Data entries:
PR #456, opened 2021-06-30
HEEDLS-527 Admin Registration Backend

ibrahimmunir14:
Saving admin details and notification preferences in the database.


DigitalLearningSolutions.Data/DataServices/RegistrationDataService.cs
```diff
@@ -50,5 +51,38 @@ public string RegisterDelegate(DelegateRegistrationModel delegateRegistrationMod
...
+                values
+            );
+            connection.Execute(
+                @"INSERT INTO NotificationUsers (NotificationId, AdminUserId)
+                SELECT N.NotificationId, @adminUserId
+                FROM Notifications N INNER JOIN NotificationRoles NR 
+                ON N.NotificationID = NR.NotificationID 
+                WHERE RoleID IN (1,2) AND AutoOptIn = 1",
+                new { adminUserId }
+            );
```
AlexJacksonDS, line 83: This should go in a transaction

DigitalLearningSolutions.Data/Services/RegistrationService.cs
```diff
@@ -15,6 +17,12 @@ public interface IRegistrationService
             string baseUrl,
             string userIp
         );
+
+        string RegisterAdminDelegate(
+            RegistrationModel registrationModel
+        );
```
AlexJacksonDS, line 23: I'm a little surprised this is formatted like this when there are other much longer lines in the file.

DigitalLearningSolutions.Data/DataServices/RegistrationDataService.cs
AlexJacksonDS: Ah never mind, the calling code has the transaction. In that case, these should go in separate methods (maybe even in separate data services if there is an appropriate place to put the second query?)

DigitalLearningSolutions.Data/Services/RegistrationService.cs
```diff
@@ -60,17 +71,78 @@ string userIp
...
+            {
+                var candidateNumber = RegisterAdminDelegate(registrationModel);
+                if (candidateNumber == "-1")
+                {
+                    throw new Exception("Delegate account could not be created");
+                }
+
+                registrationDataService.RegisterCentreManagerAdmin(registrationModel);
+
+                centresDataService.SetCentreAutoRegistered(registrationModel.Centre);
```
AlexJacksonDS, line 132: I know that is what the ticket says, but does this not affect any subsequent delegate registrations? Seems a bit weird to change properties of the centre when registering an admin.

DigitalLearningSolutions.Web/Controllers/Register/RegisterAdminController.cs
```diff
@@ -161,7 +164,18 @@ public IActionResult Summary(SummaryViewModel model)
...
-            // TODO: (HEEDLS-527) register admin details and notification preferences in database
+            if (!data.Centre.HasValue || data.Email == null || !IsRegisterAdminAllowed(data.Centre.Value) ||
+                !CheckEmailMatchesCentre(data.Email, data.Centre.Value) || !CheckEmailUnique(data.Email))
+            {
+                return new StatusCodeResult(500);
+            }
+            
+            var registrationModel = RegistrationMappingHelper.MapToRegistrationModel(data);
+            var success = registrationService.RegisterCentreManager(registrationModel);
+            if (!success)
```
AlexJacksonDS, line 175: This doesn't really need to be put into a variable

DigitalLearningSolutions.Data/Services/RegistrationService.cs
AlexJacksonDS: Also should this be public if the only place it seems to be called is another method in this service?

DigitalLearningSolutions.Data/Services/RegistrationService.cs
```diff
@@ -15,6 +17,12 @@ public interface IRegistrationService
             string baseUrl,
             string userIp
         );
+
+        string RegisterAdminDelegate(
+            RegistrationModel registrationModel
+        );
+
+        bool RegisterCentreManager(RegistrationModel registrationModel);
```
AlexJacksonDS, line 25: I'd probably call this TryRegisterCentreManager since it can fail and return false. (Like a TryParse does)

DigitalLearningSolutions.Data/Services/RegistrationService.cs
```diff
@@ -60,17 +71,78 @@ string userIp
...
+        )
+        {
+            using var transaction = new TransactionScope();
+            try
+            {
+                var candidateNumber = RegisterAdminDelegate(registrationModel);
+                if (candidateNumber == "-1")
+                {
+                    throw new Exception("Delegate account could not be created");
+                }
```
AlexJacksonDS, line 128: Why do this here and not in the RegisterAdminDelegate method?

AlexJacksonDS: And what about the case -4?

DigitalLearningSolutions.Web/Controllers/Register/RegisterAdminController.cs
```diff
@@ -161,7 +164,18 @@ public IActionResult Summary(SummaryViewModel model)
                 return View(viewModel);
             }
 
-            // TODO: (HEEDLS-527) register admin details and notification preferences in database
+            if (!data.Centre.HasValue || data.Email == null || !IsRegisterAdminAllowed(data.Centre.Value) ||
+                !CheckEmailMatchesCentre(data.Email, data.Centre.Value) || !CheckEmailUnique(data.Email))
```
AlexJacksonDS, line 168: Might be worth pulling all these into a method

DigitalLearningSolutions.Web/Controllers/Register/RegisterAdminController.cs
```diff
@@ -201,26 +215,35 @@ private void SetAdminRegistrationData(int centreId)
...
+            var adminUser = userDataService.GetAdminUserByEmailAddress(email);
+            return adminUser == null;
+        }
+
+        private bool CheckEmailMatchesCentre(string email, int centreId)
+        {
+            var autoRegisterManagerEmail =
+                centresDataService.GetCentreAutoRegisterValues(centreId).autoRegisterManagerEmail;
+            return email.Equals(autoRegisterManagerEmail);
+        }
```
AlexJacksonDS, line 229: Minor naming thing. I'd call these something that signifies they return bool a bit more clearly e.g. IsEmailUnique & DoesEmailMatchCentre

DigitalLearningSolutions.Web/Helpers/RegistrationMappingHelper.cs
```diff
@@ -5,6 +5,18 @@
...
     public static class RegistrationMappingHelper
     {
+        public static RegistrationModel MapToRegistrationModel(RegistrationData data)
+        {
+            return new RegistrationModel(
+                data.FirstName!,
+                data.LastName!,
+                data.Email!,
+                (int)data.Centre!,
+                (int)data.JobGroup!,
```
AlexJacksonDS, line 15: Is there a reason not to do Centre!.Value ?

DigitalLearningSolutions.Data.Tests/TestHelpers/UserTestHelper.cs
```diff
@@ -156,5 +177,25 @@ FROM Candidates
 
             return users.Single();
         }
+
+        public static async Task<AdminUser> GetAdminUserByEmailAddressAsync(
```
AlexJacksonDS, line 181: We don't need this method.

We should always prefer to use the existing method in the data service that serves the same purpose rather than defining new queries for tests since they should already have unit tests so we know they work correctly. The above delegate users one has no equivalent data service method.

AlexJacksonDS (changes requested):
Some naming changes and refactoring

DigitalLearningSolutions.Data/DataServices/RegistrationDataService.cs
ibrahimmunir14: Initially I'd put them in separate data services but Stella said adding the default notification preferences should always happen when adding an admin to the database, so they can be together (like how the stored procedure for registering delegate sets default notification preferences).

AlexJacksonDS: I'm not keen on the fact that it wasn't clear that there was a transaction going on here with 2 separate executions (as seen from my comments). But if @stellake thinks this is OK that's fine I guess.

DigitalLearningSolutions.Data/Services/RegistrationService.cs
ibrahimmunir14: We need to set AutoRegistered to true to indicate that the centre manager has registered. I don't quite follow how this is unexpected or affects delegate registrations?

AlexJacksonDS: Huh I guess it is just a misleading column name then. Really it means HasManagerRegistered. From the naming I assumed it meant something to do with allowing automatic future registrations.

DigitalLearningSolutions.Data/DataServices/UserDataService.cs
```diff
@@ -235,7 +235,10 @@ public List<DelegateUser> GetDelegateUsersByUsername(string username)
                         Surname AS LastName,
                         Email AS EmailAddress,
                         Password,
-                        ResetPasswordID
+                        ResetPasswordID,
+                        CentreID,
+                        IsCentreManager,
+                        CentreAdmin AS IsCentreAdmin
                     FROM AdminUsers
                     WHERE (Email = @emailAddress)",
```
AlexJacksonDS, line 243: This is likely the cause of one of the merge conflicts. I updated this query to return a lot more values (including the ones you've added it it here).

The idea is that going forwards, we should fully populate all non-nullable properties of the object we are querying into to ease unit testing (we can just check equivalence to defined default objects from the test helpers) and it prevents unexpected errors in the future when someone else uses the method expecting non-nullable properties not to not have null values. If we really don't want to fully populate the object we should define a new object that only has the properties we want.

AlexJacksonDS (approved):
Looks good now. Just some merge conflicts to resolve.

DigitalLearningSolutions.Data/DataServices/RegistrationDataService.cs
stellake: I think these should be in one method because these should always be done hand-in-hand. I do agree with Alex that the 2 separate executions without transaction wrapping can be confusing - we should be able to nest transactions as per: https://docs.microsoft.com/en-us/previous-versions/dotnet/articles/ms973865(v=msdn.10)?redirectedfrom=MSDN#working-with-systemtransactions

stellake (commented):
Looking good - just a few comments/questions! 👍

DigitalLearningSolutions.Data/Services/RegistrationService.cs
```diff
@@ -60,17 +64,66 @@ string userIp
...
+                registrationDataService.RegisterCentreManagerAdmin(registrationModel);
+
+                centresDataService.SetCentreAutoRegistered(registrationModel.Centre);
+
+                transaction.Complete();
+            }
+            catch (Exception e)
+            {
+                logger.LogWarning($"Centre Manager registration failed for the following reason: {e.Message}");
+                throw;
```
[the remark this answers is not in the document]
ibrahimmunir14: I don't see why?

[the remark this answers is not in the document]
stellake: All the errors that we don't catch are logged in V2LogEvents by default. If we logWarning & then throw, we should be able to see a warning message in the logs, but also a stack trace of the error that was thrown as a separate entry. That stack trace will include the error message and the method where it was thrown, so LogWarning in this case shouldn't be needed as all this information is already available in the default log.

stellake (approved):
Looks good! 👍

PR #459, opened 2021-06-30
Heedls 415 admin page pagination

AlexJacksonDS:
Round 2 with actually correct filter text. Should have checked more closely that they were actually working.


DanBloxham-sw (commented):
This is looking good, but I think the diagnostic one will need to be changed from "HasDiagnostic,DiagnosticsScore" to "HasDiagnostic,DiagnosticScore" (making "Diagnostics" singular before the score)

AlexJacksonDS:
Yep, good spot. Missed the extra s

DanBloxham-sw (approved):

stellake:
Just double checking if we've made sure all refactored properties work as expected?

DanBloxham-sw:
When I tested previously, each one in that list worked except for the three being changed.

AlexJacksonDS:
And I've checked that these ones I've just changed work locally

stellake (approved):
Given that all the refactored search properties are tested, happy for merge! 👍

PR #460, opened 2021-06-30
HEEDLS-465 - Made Support page redirect to home if permissions don't …

DanBloxham-sw:
…match application

Ran all unit tests.

Also changed the spacing a little. It seemed to work locally for me before, but didn't appear on the test site for some reason, so I've changed the css slightly.

Here is a screen shot of the new spacing:
image


AlexJacksonDS (approved):
Looks fine

stellake (approved):
Looks good! 👍

PR #461, opened 2021-06-30
HEEDLS-416 Add details to admin cards

AlexJacksonDS:
Populated the admin cards with more details. I found an extra dependency that will partially rely on whether the filtering work changes at all, marked this with a TODO. The structure of the html should hopefully be OK for the JS filtering work, but it might change slightly.

Checked the screen reader reads these as expected and ran all unit tests. Note that the pagination is still currently invalid html here, so it fails lighthouse. There are no other accessibility errors currently.

image

image

### DIFF
--- a/DigitalLearningSolutions.Web/Helpers/FilterableTagHelper.cs
+++ b/DigitalLearningSolutions.Web/Helpers/FilterableTagHelper.cs
@@ -1,0 +1,51 @@
+﻿namespace DigitalLearningSolutions.Web.Helpers
+{
+    using System.Collections.Generic;
+    using DigitalLearningSolutions.Data.Models.User;
+
+    public static class FilterableTagHelper
+    {
+        public static IEnumerable<(string, string)> GetCurrentTagsForAdminUser(AdminUser adminUser)
+        {
+            var tags = new List<(string, string)>();
+
+            // TODO: Either change these when HEEDLS-532 is merged first or change them on HEEDLS-532 if HEEDLS-416 is merged first to the AdminFilterOptions
+            if (adminUser.IsLocked)
+            {
+                tags.Add(("Locked", nameof(AdminUser.IsLocked) + "|true"));
+            }
+
+            if (adminUser.IsCentreAdmin)
+            {
+                tags.Add(("Centre administrator", nameof(AdminUser.IsCentreAdmin) + "|true"));
+            }
+
+            if (adminUser.IsSupervisor)
+            {
+                tags.Add(("Supervisor", nameof(AdminUser.IsSupervisor) + "|true"));
+            }
+
+            if (adminUser.IsTrainer)
+            {
+                tags.Add(("Trainer", nameof(AdminUser.IsTrainer) + "|true"));
+            }
+
+            if (adminUser.IsContentCreator)
+            {
+                tags.Add(("Content Creator license", nameof(AdminUser.IsContentCreator) + "|true"));
+            }
+
+            if (adminUser.IsCmsAdministrator)
+            {
+                tags.Add(("CMS administrator", nameof(AdminUser.IsCmsAdministrator) + "|true"));
+            }
+
+            if (adminUser.IsContentManager)
+            {
+                tags.Add(("CMS manager", nameof(AdminUser.IsContentManager) + "|true"));
+            }
+
+            return tags;
+        }
+    }
+}
--- a/DigitalLearningSolutions.Web/Views/LearningPortal/Completed/Completed.cshtml
+++ b/DigitalLearningSolutions.Web/Views/LearningPortal/Completed/Completed.cshtml
@@ -5,6 +5,7 @@
 
 <link rel="stylesheet" href="@Url.Content("~/css/shared/searchableElements.css")" asp-append-version="true">
 <link rel="stylesheet" href="@Url.Content("~/css/learningPortal/completed.css")" asp-append-version="true">
+<link rel="stylesheet" href="@Url.Content("~/css/learningPortal/courses.css")" asp-append-version="true">
 
 @{
     ViewData["Application"] = "Learning Portal";
--- a/DigitalLearningSolutions.Web/Views/LearningPortal/Completed/Completed.cshtml
+++ b/DigitalLearningSolutions.Web/Views/LearningPortal/Completed/Completed.cshtml
@@ -5,7 +5,6 @@
 
 <link rel="stylesheet" href="@Url.Content("~/css/shared/searchableElements.css")" asp-append-version="true">
 <link rel="stylesheet" href="@Url.Content("~/css/learningPortal/completed.css")" asp-append-version="true">
-<link rel="stylesheet" href="@Url.Content("~/css/learningPortal/courses.css")" asp-append-version="true">
 
 @{
     ViewData["Application"] = "Learning Portal";
--- a/DigitalLearningSolutions.Web/Views/TrackingSystem/Centre/Administrator/_SearchableAdminCard.cshtml
+++ b/DigitalLearningSolutions.Web/Views/TrackingSystem/Centre/Administrator/_SearchableAdminCard.cshtml
@@ -59,7 +59,7 @@
           </a>
         }
         <a class="nhsuk-button delete-button nhsuk-button--secondary nhsuk-u-margin-bottom-1" role="button">
-          Inactive admin account
+          Deactivate admin account
         </a>
       </div>
     </div>
--- a/DigitalLearningSolutions.Web/Views/TrackingSystem/Centre/Administrator/_SearchableAdminCard.cshtml
+++ b/DigitalLearningSolutions.Web/Views/TrackingSystem/Centre/Administrator/_SearchableAdminCard.cshtml
@@ -4,12 +4,64 @@
 <div class="searchable-element nhsuk-panel" id="@Model.Id-card">
   <details class="nhsuk-details nhsuk-expander nhsuk-u-margin-bottom-0">
     <summary class="nhsuk-details__summary nhsuk-u-padding-top-0 nhsuk-u-padding-left-0">
-      <span class="nhsuk-details__summary-text searchable-element-title" id="@Model.Id-name" name="name" role="heading" aria-level="2">
+      <span class="nhsuk-details__summary-text searchable-element-title" id="@Model.Id-name" name="name">
         @Model.Name
       </span>
     </summary>
     <div class="nhsuk-details__text">
-
+      <div class="nhsuk-grid-row">
+        <div class="tags">
+          @if (!Model.IsLocked) {
+            <div class="tag nhsuk-u-font-size-14" value="@("IsLocked|false")" hidden>
+              Not locked
+            </div>
+          }
+          @foreach (var (displayText, filter) in Model.Tags) {
+            <div class="tag nhsuk-u-font-size-14" value="@filter">
+              @displayText
+            </div>
+          }
+        </div>
+      </div>
+      <div class="nhsuk-grid-row">
+        <dl class="nhsuk-summary-list">
+          <div class="nhsuk-summary-list__row">
+            <dt class="nhsuk-summary-list__key">
+              Email:
+            </dt>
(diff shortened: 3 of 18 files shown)


DigitalLearningSolutions.Web/Views/TrackingSystem/Centre/Administrator/_SearchableAdminCard.cshtml
```diff
@@ -4,12 +4,64 @@
...
+          <a class="nhsuk-button left-button-mobile-margin-bottom nhsuk-u-margin-right-2 nhsuk-u-margin-bottom-1" role="button">
+            Unlock account
+          </a>
+        } else {
+          <a class="nhsuk-button left-button-mobile-margin-bottom nhsuk-u-margin-right-2 nhsuk-u-margin-bottom-1" role="button">
+            Manage Roles
+          </a>
+        }
+        <a class="nhsuk-button delete-button nhsuk-button--secondary nhsuk-u-margin-bottom-1" role="button">
+          Inactive admin account
```
DanBloxham-sw, line 62: This should be "Inactivate" rather than "Inactive"

DigitalLearningSolutions.Web/Views/TrackingSystem/Centre/Administrator/_SearchableAdminCard.cshtml
```diff
@@ -4,12 +4,64 @@
...
+          @if (!Model.IsLocked) {
+            <div class="tag nhsuk-u-font-size-14" value="@("IsLocked|false")" hidden>
+              Not locked
+            </div>
+          }
+          @foreach (var (displayText, filter) in Model.Tags) {
+            <div class="tag nhsuk-u-font-size-14" value="@filter">
+              @displayText
+            </div>
+          }
```
DanBloxham-sw, line 23: The "Locked" tag is included here in the collection of tags for all roles. The wireframes have the Locked tag separate from the role tags, at the same level as the Name in the expandable. The wireframe Locked tag is also a brown colour. Has it been moved into here on purpose?

DigitalLearningSolutions.Web/Views/TrackingSystem/Centre/Administrator/_SearchableAdminCard.cshtml
```diff
@@ -4,12 +4,64 @@
...
     </summary>
     <div class="nhsuk-details__text">
-
+      <div class="nhsuk-grid-row">
+        <div class="tags">
+          @if (!Model.IsLocked) {
+            <div class="tag nhsuk-u-font-size-14" value="@("IsLocked|false")" hidden>
+              Not locked
+            </div>
+          }
```
DanBloxham-sw, line 18: I presume this is purely for filtering purposes?

DanBloxham-sw (commented):
Few minor comments on the SearchableAdminCard page

DigitalLearningSolutions.Web/Views/TrackingSystem/Centre/Administrator/_SearchableAdminCard.cshtml
AlexJacksonDS: Yes I discussed this with Stella and we updated the ticket description accordingly.

DigitalLearningSolutions.Web/Views/TrackingSystem/Centre/Administrator/_SearchableAdminCard.cshtml
AlexJacksonDS: Yep. I think I will need it for JS filtering. If it turns out I don't I'll remove it then.

DigitalLearningSolutions.Web/Views/TrackingSystem/Centre/Administrator/_SearchableAdminCard.cshtml
AlexJacksonDS: Discussed with Stella since Inactivate felt wrong. Changed to Deactivate since it is the more common English usage for this type of action.

DanBloxham-sw (approved):

stellake:
Re design, I think we should aim for the same button spacing as My account page (both desktop & mobile):
image

I also wonder if there's a way to make the "this account is locked" text more visible..

There are no screenshots of the closed expanders, but could we try and make sure they have the NHS expander styling (I think they were using expander with buttons previously, which for some reason doesn't have the bottom border):
image

DigitalLearningSolutions.Web/Views/TrackingSystem/Centre/Administrator/_SearchableAdminCard.cshtml
```diff
@@ -4,12 +4,64 @@
...
+        @if (Model.IsLocked) {
+          <a class="nhsuk-button left-button-mobile-margin-bottom nhsuk-u-margin-right-2 nhsuk-u-margin-bottom-1" role="button">
+            Unlock account
+          </a>
+        } else {
+          <a class="nhsuk-button left-button-mobile-margin-bottom nhsuk-u-margin-right-2 nhsuk-u-margin-bottom-1" role="button">
+            Manage Roles
+          </a>
+        }
+        <a class="nhsuk-button delete-button nhsuk-button--secondary nhsuk-u-margin-bottom-1" role="button">
```
stellake, line 61: Just out of curiosity - is the secondary button style needed if the button is already delete-button?

DigitalLearningSolutions.Web/Views/TrackingSystem/Centre/Administrator/_SearchableAdminCard.cshtml
```diff
@@ -4,12 +4,64 @@
...
+            <dt class="nhsuk-summary-list__key">
+              Email:
+            </dt>
+            <dd class="nhsuk-summary-list__value">
+              @Model.EmailAddress
+            </dd>
+          </div>
+          <div class="nhsuk-summary-list__row">
+            <dt class="nhsuk-summary-list__key">
+              Course category:
```
stellake, line 38: Could we remove the ":" at the end of the properties (we currently have a mixture, but it looks like the NHS examples don't add ":" at the end of the words)

DigitalLearningSolutions.Web/Views/TrackingSystem/Centre/Administrator/_SearchableAdminCard.cshtml
```diff
@@ -4,12 +4,64 @@
...
-
+      <div class="nhsuk-grid-row">
+        <div class="tags">
+          @if (!Model.IsLocked) {
+            <div class="tag nhsuk-u-font-size-14" value="@("IsLocked|false")" hidden>
+              Not locked
+            </div>
+          }
+          @foreach (var (displayText, filter) in Model.Tags) {
+            <div class="tag nhsuk-u-font-size-14" value="@filter">
```
stellake, line 20: I wonder if we should leave adding these values until we determine that they're needed for JS to keep the MRs more concise and relevant to the ticket and to avoid forgetting to remove the code if the JS version approach ends up being different.. 🤔

stellake: (unless you think it will be more work than worth it as I don't feel particularly strongly)

AlexJacksonDS: I don't see any point removing them now I've already added them until I find they aren't needed. I think they'll be used given the approximate plan I have for the JS filtering

DigitalLearningSolutions.Web/Views/TrackingSystem/Centre/Administrator/_SearchableAdminCard.cshtml
AlexJacksonDS: It was just there on the buttons I copied across the format from (manage registration prompt Edit/Remove buttons) It's not actually needed any more, but I think when I made that page it was because an older version of the delete-button styles changed the padding or something

AlexJacksonDS:
Change the layouts by taking out all the custom styles from the course cards that were messing them up. These are now in a common courses css file.

image

DigitalLearningSolutions.Web/Views/TrackingSystem/Centre/Administrator/_SearchableAdminCard.cshtml
```diff
@@ -2,14 +2,62 @@
...
     <div class="nhsuk-details__text">
 
+      <div class="tags">
+        @if (!Model.IsLocked) {
+          <div class="tag nhsuk-u-font-size-14" value="@("IsLocked|false")" hidden>
+            Not locked
+          </div>
+        }
+        @foreach (var (displayText, filter) in Model.Tags) {
+          <div class="tag nhsuk-u-font-size-14" value="@filter">
```
stellake, line 20: Can you use value on divs? I thought it was only a property of HTML inputs..

https://developer.mozilla.org/en-US/docs/Web/API/HTMLInputElement
VS
https://developer.mozilla.org/en-US/docs/Web/API/HTMLElement

(but I might be missing something)

DigitalLearningSolutions.Web/Helpers/FilterableTagHelper.cs
```diff
@@ -0,0 +1,51 @@
+﻿namespace DigitalLearningSolutions.Web.Helpers
+{
+    using System.Collections.Generic;
+    using DigitalLearningSolutions.Data.Models.User;
+
+    public static class FilterableTagHelper
+    {
+        public static IEnumerable<(string, string)> GetCurrentTagsForAdminUser(AdminUser adminUser)
```
stellake, line 8: Would it be worth writing some simple unit tests for this method?

DigitalLearningSolutions.Web/Views/LearningPortal/Completed/Completed.cshtml
```diff
@@ -5,6 +5,7 @@
 
 <link rel="stylesheet" href="@Url.Content("~/css/shared/searchableElements.css")" asp-append-version="true">
 <link rel="stylesheet" href="@Url.Content("~/css/learningPortal/completed.css")" asp-append-version="true">
+<link rel="stylesheet" href="@Url.Content("~/css/learningPortal/courses.css")" asp-append-version="true">
```
stellake, line 8: Could we not just import the courses.css in the completed.css with `@import "courses.scss"` to have the completed page css built in one stylesheet?

DigitalLearningSolutions.Web/Views/TrackingSystem/Centre/Administrator/_SearchableAdminCard.cshtml
AlexJacksonDS: Technically no but also kind of yes. 
`document.getElementById("id").value;` won't work for this since it isn't a property of a div
But there isn't really anything to stop you putting random attributes on a div and using `document.getElementById("id").getAttribute('value');`

I guess I should probably just name it something else so it isn't confusing. e.g. filter-value

DigitalLearningSolutions.Web/Views/LearningPortal/Completed/Completed.cshtml
AlexJacksonDS: Yes, and we probably could be importing the searchableElements in various places as well. Overall there's probably quite a lot of scss that is poorly set up in the project based on the amount of changes I was able to make when refactoring searchableElements.scss in 532.

DigitalLearningSolutions.Web/Views/TrackingSystem/Centre/Administrator/_SearchableAdminCard.cshtml
AlexJacksonDS: Changed to data-filter-value

AlexJacksonDS:
Grey NHS tags

image

stellake (approved):
Looks good! 👍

■ What needs to be done ■
Only a number is expected here: how many lines above contain the word "scss".

■ Result ■
2